Synopses & Reviews
The Paradox of a Global USA describes the vexed relationship between the United States and globalization. On the one hand, the U.S. has vociferously promoted modernization and open markets, both central components of the process of globalization. On the other hand, it appears to be resolutely determined not to live within an institutional framework of globalized authority. As the world's only superpower, the United States is often perceived as championing its own narrow national sovereignty—for example, by opposing the Kyoto Protocol and the International Criminal Court, and by taking action in Iraq outside the auspices of the UN.
The book treats the paradox of American exceptionalism and globalization as a “local” happening within the broader process of globalization.

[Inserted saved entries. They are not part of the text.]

PR #1128, opened 2017-01-03
bugfix: use upstream proxy

BernhardRode:
Handle toProxy option properly and get proxy settings from environment.

There is an option toProxy (true/false) for http-proxy. But it is never used afaiks.
This fix checks the option and uses the http/https proxy set in the environment variables.

Usage:
```
{
  "/api": {
    "target": "http://upstreamserver.net",
    "toProxy": true
  }
}
```

Sorry, for I had no time for unit tests (just needed a local hotfix ;) )... If you like the solution I could into this PR in more detail during the weekend.

### DIFF
--- a/lib/http-proxy/common.js
+++ b/lib/http-proxy/common.js
@@ -50,7 +50,7 @@ common.setupOutgoing = function(outgoing, options, req, forward) {
   if (options.auth) {
     outgoing.auth = options.auth;
   }
-  
+
   if (options.ca) {
       outgoing.ca = options.ca;
   }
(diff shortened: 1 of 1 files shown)


assiomatica:
Hi,

I have tested your patch, as is it's not working, below the correct code:

`if (options.toProxy) {
    var upstreamProxyServer;
    if (typeof options.toProxy === 'boolean') {
      upstreamProxyServer = url.parse(
        isSSL.test(options[forward || 'target'].protocol) ? process.env['https_proxy'] || '' : process.env['http_proxy'] || ''
      );
    } else {
      upstreamProxyServer = url.parse(options.toProxy);
    }
    
    if (upstreamProxyServer) {
      outgoing.path = options[forward || 'target'].protocol + '//' + outgoing.host + outgoing.path;
      outgoing.host = upstreamProxyServer.host;
      outgoing.hostname = upstreamProxyServer.hostname;
      outgoing.port = upstreamProxyServer.port;
    }
  }
`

These essays analyze the ways in which the USA has both played a role in, and reacted against, emerging present-day globalization.
Examples are drawn from the fields of history, political science, cultural studies, and economics, making this collection one of the very few to link together so diverse a group of authors and approaches to the subject of global USA.

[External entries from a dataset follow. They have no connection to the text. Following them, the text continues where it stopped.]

PR #1130, opened 2017-01-09
Update options.changeOrigin description in docs

asvae:
changeOrigin has nothing to do with `origin` header which is confusing and harmful when working with CORS. As CORS middleware sometimes makes decisions depending on `origin` header.

`changeOrigin` option handles solely `host` header.


patrickallaert:
Correct, but in my opinion, the `changeOrigin` config should just be removed and default to `true`. See #1132 for more info.

johnhunter:
While discussion on removing changeOrigin continues, can we not update the docs to clarify what the setting actually does?

It does not change the origin header but consuming projects assume it does.

Issue #1143, opened 2017-02-27
Server listen callback with https


barto-:
I would like a callback when the server is listening. This is possible with ```http``` but it doesn't work with ```https```.

Example:

```js
// ...
var proxyServer = httpProxy.createServer({
  ssl: {
    key: fs.readFileSync('valid-ssl-key.pem', 'utf8'),
    cert: fs.readFileSync('valid-ssl-cert.pem', 'utf8')
  },
  target: 'https://localhost:9010',
  secure: true // Depends on your needs, could be false.
});

proxyServer.listen(443, function listening(err){
  console.log('Server listening');
});

```

PR #1144, opened 2017-02-27
Added server listen callback

barto-:
Added support for server listen callback #1143 .


YoannGalentin:
Is it possible to accept this pull request, please ? Or if it is not possible, Why 😞 ?
Thanks 😄

remino:
Is this project abandoned? I was looking for why callbacks weren't supported in `listen()` and found this, still open after two years.

With the last updating being on May 18, I believe we're better off not using http-proxy at all.

PR #1147, opened 2017-03-04
Fix docs for rewrite options - 201 also handled

smh:
Updates options documentation for location rewrite to include 201 responses. See #1024


indexzero:
Thanks – sorry for the long merge delay!

Issue #1113, opened 2016-12-19
Specify incoming request socket timeout


phillipj:
Hi!

I've found an issue allowing long running proxied connections to stay open. In this case, it's something we've seen related to the [webpack dev server](https://github.com/webpack/webpack-dev-server) which has this http-proxy package as its dependency via [http-proxy-middleware](https://github.com/chimurai/http-proxy-middleware).

In practise what we've seen is that long running proxied requests are being closed after 2 minutes, even though we specify a longer timeout with the **proxyTimeout** option. That in turn may make some browser automatically retry the request which failed, which is absolutely not wanted in some scenarios -- the latter isn't really this package's fault, so feel free to ignore that part.

After [digging for a while](https://github.com/webpack/webpack-dev-server/issues/369#issuecomment-266251977) I found the root cause to be in this package's request handler ([lib/http-proxy/index.js](https://github.com/nodejitsu/node-http-proxy/blob/master/lib/http-proxy/index.js#L31)). By not setting a timeout on the incoming HTTP socket with [request.setTimeout()](https://nodejs.org/dist/latest-v6.x/docs/api/http.html#http_message_settimeout_msecs_callback), Node.js core sets 2 minutes by default.

Ideally we'd like to be able to set **proxyTimeout** to whatever number we want and be sure that's respected. That possibly means using the same value in `request.setTimeout()`.

Does this sound okey to you? Any other thoughts?

Refs https://github.com/webpack/webpack-dev-server/issues/369#issuecomment-266251977

/cc @Martin-Wegner

benmosher:
FWIW, I was able to work around this via 

```js
const LONG_PYTHON_TIMEOUT = 15 * 60 * 1000;
const pythonProxy = new httpProxy.createProxyServer({
  target: {
    host: 'localhost',
    port: pythonPort
  },
  proxyTimeout: LONG_PYTHON_TIMEOUT,
})
app.all('/api/*', (req, res) => 
  pythonProxy.web(req.setTimeout(LONG_PYTHON_TIMEOUT), res))
```

I just set the request timeout in the handler lambda before passing into the proxy handler itself.

That said: right or wrong, I 100% expected it to set the request timeout for me, mostly because I didn't even know that was a thing until I ran into the timeout in a long test.

So I have no idea what arguments might exist against setting the `request` timeout inside the proxy handler, but I can't imagine why that would be desired. (as someone who has considered it for all of 10 minutes now 😅)

[...]

PR #1154, opened 2017-03-17
Set incoming requesting timeout

phillipj:
This ensures the incoming request does not timeout before the target's timeout configured with `options.proxyTimeout`.

As I'm not familiar to the code base, I struggled seeing the best entry to write a test for this. Any thoughts would be appreciated.

Fixes https://github.com/nodejitsu/node-http-proxy/issues/1113

~~**Edit:** I'm looking into the existing timeout test failing~~

### DIFF
--- a/lib/http-proxy/index.js
+++ b/lib/http-proxy/index.js
@@ -68,6 +68,11 @@ function createRightProxy(type) {
         return this.emit('error', new Error('Must provide a proper URL as target'));
       }
 
+      // ensure request don't timeout before the target's configured timeout
+      if (options.proxyTimeout) {
+        req.setTimeout(options.proxyTimeout);
+      }
+
       for(var i=0; i < passes.length; i++) {
         /**
          * Call of passes functions


phillipj:
Looking at the test that fails with these changes added, I wonder if that test is wrong.

It doesn't expect the client request being made to throw an error if an error occurs. At first glance that seems weird, cause a timeout is also an error to the client initiating the request, right?

Additionally there is two very similar tests, whereas the latter succeeds cause it expects timeouts to raise client error:
- failing: [it('should proxy the request and handle timeout error (proxyTimeout)', ..)](https://github.com/nodejitsu/node-http-proxy/blob/master/test/lib-http-proxy-passes-web-incoming-test.js#L209)
- similar: [it('should proxy the request and handle timeout error', ..)](https://github.com/nodejitsu/node-http-proxy/blob/master/test/lib-http-proxy-passes-web-incoming-test.js#L243)

indexzero:
Closing as a duplicate of #1273 – if it's not a strict duplicate . from a software design perspective this belongs in the `passes` not in the root `lib/http-proxy/index.js`

indexzero:
Thanks for helping triage this issue and contribute a proposed fix though 😸

Issue #1017, opened 2016-06-01
Determining which end is causing a ECONNRESET


archa347:
We've been seeing some ECONNRESET errors in our proxy application.  The errors are being handled  so its not causing any major issues, but we're worried there might be connectivity issues with the target server.  Is there anyway we can differentiate between ECONNRESET errors coming from the client side connection versus the target side?

PepperYan:
+1, I get request package in system, it seems to send request to localhost (original url), but not my target url

yunfan:
this issue is still open made me hopeless

Issue #1167, opened 2017-05-10
Travis run failing on node 0.10/0.12 due to unpinnned socket.io-client


edmorley:
The Travis run is failing on node 0.10/0.12 with:
```
/home/travis/build/nodejitsu/node-http-proxy/node_modules/socket.io-client/node_modules/engine.io-client/node_modules/ws/index.js:9
const WebSocket = require('./lib/WebSocket');
^^^^^
...
  1) lib/http-proxy.js #createProxyServer using the ws-incoming passes should proxy a socket.io stream:
     SyntaxError: Use of const in strict mode.
      at Server.init (node_modules/socket.io/node_modules/engine.io/lib/server.js:119:16)
      at new Server (node_modules/socket.io/node_modules/engine.io/lib/server.js:65:8)
      at Function.attach (node_modules/socket.io/node_modules/engine.io/lib/engine.io.js:123:16)
      at node_modules/socket.io/lib/index.js:258:23
      at Encoder.encode (node_modules/socket.io/node_modules/socket.io-parser/index.js:138:5)
      at Server.listen.Server.attach (node_modules/socket.io/lib/index.js:251:16)
      at new Server (node_modules/socket.io/lib/index.js:57:17)
      at Function.Server (node_modules/socket.io/lib/index.js:43:41)
      at Context.<anonymous> (test/lib-http-proxy-test.js:432:20)
```
(for example https://travis-ci.org/nodejitsu/node-http-proxy/jobs/230765815)

The package `ws` has dropped support for these versions of node: 
https://github.com/websockets/ws/issues/1077

Options are to:
* Drop support for those versions of node from node-http-proxy too (they are EOL after all)
* Pin to `ws` version 1.x. However engine.io-client 3.x explicitly requires ws 2.x, so we'd need to pin to engine.io-client 2.x (the latest of which is 2.2.1), which would mean falling back from socket.io-client 2.x to 1.7.4.

Note at the moment that node-http-proxy doesn't pin socket.io-client or many other devDependencies at all:
```json
  "devDependencies": {
    "async": "*",
    "blanket": "*",
    "coveralls": "*",
    "dox": "*",
    "expect.js": "*",
    "mocha": "*",
    "mocha-lcov-reporter": "*",
    "semver": "^5.0.3",
    "socket.io": "*",
    "socket.io-client": "*",
    "sse": "0.0.6",
    "ws": "^0.8.0"
},
```

edmorley:
[...]

PR #1172, opened 2017-05-23
Store the request object in proxy errors

rowanmanning:
This would allow someone to differentiate between client errors and
target server errors in their proxy error handling, by inspecting the
error request property.

I'm not sure if this is how you'd prefer to do this, open to alternatives.
The problem I'm trying to solve is in a proxy service I maintain – I'd
like to differentiate between client and server errors in our logging.

This is a potential solution for #1017. E.g:

```js
proxy.on('error', (error, request, response, url) => {
    // Will log either "target" or "forward"
    console.log(`Error came from ${error.request.proxyRequestType}`);
});
```

### DIFF
--- a/lib/http-proxy/passes/web-incoming.js
+++ b/lib/http-proxy/passes/web-incoming.js
@@ -104,6 +104,7 @@ module.exports = {
       var forwardReq = (options.forward.protocol === 'https:' ? https : http).request(
         common.setupOutgoing(options.ssl || {}, options, req, 'forward')
       );
+      forwardReq.proxyRequestType = 'forward';
 
       // error handler (e.g. ECONNRESET, ECONNREFUSED)
       // Handle errors on incoming request as well as it makes sense to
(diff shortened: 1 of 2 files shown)


rowanmanning:
Tests are failing in Node.js 0.10.x/0.12.x, but it's unrelated to my changes. See #1167.

jcrugzz:
@rowanmanning I hesitate to add such a heavy object with circular references to the error (because this could cause issues if someone tries to log the error object potentially) but I'm not opposed to attaching metadata so that we can detect the request type and any other relevant information. Is there anything besides `type` you would want to add?

rowanmanning:
Hi @jcrugzz, your hesitance makes perfect sense. I'd be happy to have `type` metadata, and can't think of anything else off the top of my head. If you don't have time to do the work yourself then I'd also be happy to have a go myself, just might need pointing in the right direction :)

PR #1175, opened 2017-05-26
test case when port 80 is being omitted in location header

ivstas:
I have an issue when trying to proxy to target with explicitly set port **80**.
In this case port 80 in location header is being omitted, which doesn't pass the check and, as a result, not being proxied.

The Paradox of a Global USA describes the vexed relationship between the United States and globalization. These essays analyze the ways in which the USA has both played a role in, and reacted against, emerging present-day globalization.

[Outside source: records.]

PR #4, opened 2020-06-07
Adding a loading state on 'regio' page, and added some accessibility tweaks

JeroenReumkens:
Hi there! 

I really like to work that is being done on the dashboard. I took some time today to improve a few things I noticed, which because of the short timeline might not have made it into the first version yet. Let me know if you would like to merge these changes or have some feedback. I'd love to help, also with any other more pressing issues. 

This PR has been split into #6 , #7 , #8 and #9 and will probably be closed. 

~~**The changes I made:**~~

~~1. Added a small simple skeleton loading state for the graphs on the region page. That way the container doesn't jump around when the data is loaded.
2. Added screen reader only labels describing what the BarCharts show, for visually impaired users. (The content might need to be checked though).
3. Extended the graph titles on the region page with a (only for screen readers visible) text repeating the region this data is for.
4. Added some focus management which after selecting a region moves the focus to the heading of the first graph, so a user immediately can read the related data. 
5. Added a screen reader only button at the end of the content bringing the user back to the region selector. This way a visually impaired user can switch easier between regions multiple times.~~

PR #8, opened 2020-06-10
feat: Add screenreader labels to the barchart (a11y)

JeroenReumkens:
Hi there!

I initially created a PR #4 that included mulitple changes. In this PR I split the a11y labels for barcharts into a separate PR.

There are two things still needing to be done: 
- [x] Add Jest and write a unit test for the variable replacement util
- [x] Verify that the content I have added is okay ( @VWSCoronaDashboard )

**The changes made:**
1. I added screenreader labels to all bar charts trying to explain what a user sees in the chart. It read outs the value and also (if applicable) the signaalwaarde.
2. Repeated the region in the chart titles on the sidebars of the region page. Eg: Ziekenhuisopnames per dag (in `regio`).
3. Needed to add a small variable replacement utility to replace the regio name inside the translation. 

**Why?**
1. Visually impaired users might have a hard time deciphering the data in the graphs. We can help them with understanding the data better by reading out loud the data. 
2. After the user selected a region (s)he will continue navigating through the website, if it would come across a title like 'ziekenhuisopnames per dag' it would have to guess this is for the region (s)he just selected.

_Example of the chart description:_
image
(notice the paragraph with the chart title in the source code on the right, which is the default title, and the span with the explanation right underneath)

_Example of the region page titles with region added_
image


JeroenReumkens:
@VWSCoronaDashboard I have added the unit test and thus also a very minimal setup for Jest. We can always tweak this in a different PR if needed, I think.

src/components/barScale/index.tsx
```diff
@@ -98,74 +102,83 @@ const BarScale: FunctionComponent<BarscaleProps> = ({
...
-      <div className="scale">
-        <div className="minValue">{min}</div>
-        <div className="maxValue">{max}</div>
+    <>
+      <ScreenReaderOnly>
+        {replaceVariablesInText(screenReaderText, {
+          value,
+          kritiekeWaarde,
+        })}
+      </ScreenReaderOnly>
```
VWSCoronaDashboard, line 111: I am wondering if it's better to move the title and descriptive text to the actual SVG element as per https://www.w3.org/TR/2000/NOTE-SVG-access-20000807/#Equivalent section 2.1.

src/data/textNationaal.json
```diff
@@ -5,6 +5,7 @@
   "ic_opnames_per_dag": {
     "title": "Intensive care-opnames per dag",
```
VWSCoronaDashboard, line 6: We should add this to the SVG element as `title`

src/data/textNationaal.json
```diff
@@ -5,6 +5,7 @@
...
     "text": "Aantal opnames per dag, gemiddeld over de afgelopen 3 dagen.",
+    "screen_reader_graph_content": "{{value}} intensive care-opnames per dag. Signaalwaarde: {{kritiekeWaarde}} opnames per dag.",
```
VWSCoronaDashboard, line 8: I think this is perfect as-is as description for the chart.

src/components/graphHeader/index.tsx
```diff
@@ -1,21 +1,30 @@
...
     <div className={styles.graphHeader}>
       {Icon && (
         <div className={styles.graphHeaderIcon}>
           <Icon />
         </div>
       )}
-      <h3>{title}</h3>
+      <h3>
+        {title}
+        {regio && <ScreenReaderOnly>in {regio}</ScreenReaderOnly>}
```
VWSCoronaDashboard, line 26: Nice addition

src/pages/regio/index.tsx
```diff
@@ -195,6 +201,10 @@ const Regio: FunctionComponentWithLayout<HomeLayoutProps> = () => {
                     state[selectedRegio.code].infected_people_delta_normalized
                       .value
                   }
+                  screenReaderText={
+                    siteText.regionaal_positief_geteste_personen
+                      .screen_reader_graph_content
```
VWSCoronaDashboard, line 206: Let's double-check if this description says "per 100.000 inwoners" for clarity

src/utils/__tests__/replaceVariablesInText.spec.js
```diff
@@ -0,0 +1,52 @@
+import replaceVariablesInText from '../replaceVariablesInText';
```
VWSCoronaDashboard, line 1: This is good for now, but I suspect it's a short term solution. If, and when, internationalization is becoming a concern I propose we move to something like https://formatjs.io/docs/icu-syntax and adhere to standards.

src/utils/replaceVariablesInText.js
```diff
@@ -0,0 +1,28 @@
...
+ */
+const replaceVariablesInText = (translation, variables) => {
+  if (!translation) return '';
+
+  return translation.replace(curlyBracketRegex, (_string, variableName) => {
+    if (!variables) return '';
+
+    return variables[variableName.trim()] ?? '';
+  });
+};
```
VWSCoronaDashboard, line 26: Same comment as above: https://formatjs.io/docs/icu-syntax

Not needed right now, but in time I think we should migrate to a mature solution if we add more language features.

src/components/barScale/index.tsx
JeroenReumkens: I was wondering about that too. But when Googling for the way screen readers handle these labels I found quite some contradicting answers. Looks like there also is quite some difference between all the different screen readers. That's why I opted to add it as a text before the graph, and give the graph an `aria-hidden` label. That way a visually impaired user doesn't even know there is a graph but just thinks it is text data (which is fine I think?).

src/data/textNationaal.json
JeroenReumkens: It is always okay to do it, absolutely. But screenreaders will ignore it, as mentioned in my previous comment. So it can not hurt us, but I also don't think there is really a benefit in having this.
Maybe just add it since it is very quick to add? 😄

src/utils/__tests__/replaceVariablesInText.spec.js
JeroenReumkens: Totally agree!

src/components/barScale/index.tsx
VWSCoronaDashboard: Yeah, I also saw that SVG titles and descriptions are not always exposed to screen readers. I'm leaning towards your solution.

src/data/textNationaal.json
VWSCoronaDashboard: It's definitely not a blocker, assuming we go with the current direction, but it doesn't hurt. Let's do it.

A uniquely diverse collection of essays on the global reach of American power, institutions and culture from the 19th century to the present day.
“Globalization is, in itself, neither a positive nor a negative phenomenon; it is a reality, a defining aspect of the modern condition. . . . Therefore, what is at issue is not whether we should support or oppose globalization but how we should respond to it as a reality, how we manage it and its consequences. It is that spirit that led Bruce Mazlish, one of the giants of intellectual and cultural history, and his fellow contributors to assemble this volume. They have provided a considerable—and timely—service in helping to integrate a field of academic inquiry that has tended to be balkanized. . . . The result is a disciplined yet imaginative volume relevant to scholars, policy makers, and interested citizens of an increasingly globalized world.”—From the Preface by Strobe Talbott, President of the Brookings Institution and Founding Director of the Yale Center for the Study of Globalization
About the Author
Bruce Mazlish is Professor of History Emeritus at the Massachusetts Institute of Technology and the founding director of the New Global History Initiative. Nayan Chanda is the Director of Publications and the Editor of YaleGlobal Online Magazine at the Yale Center for the Study of Globalization. Kenneth Weisbrode is a Councillor of the Atlantic Council of the United States.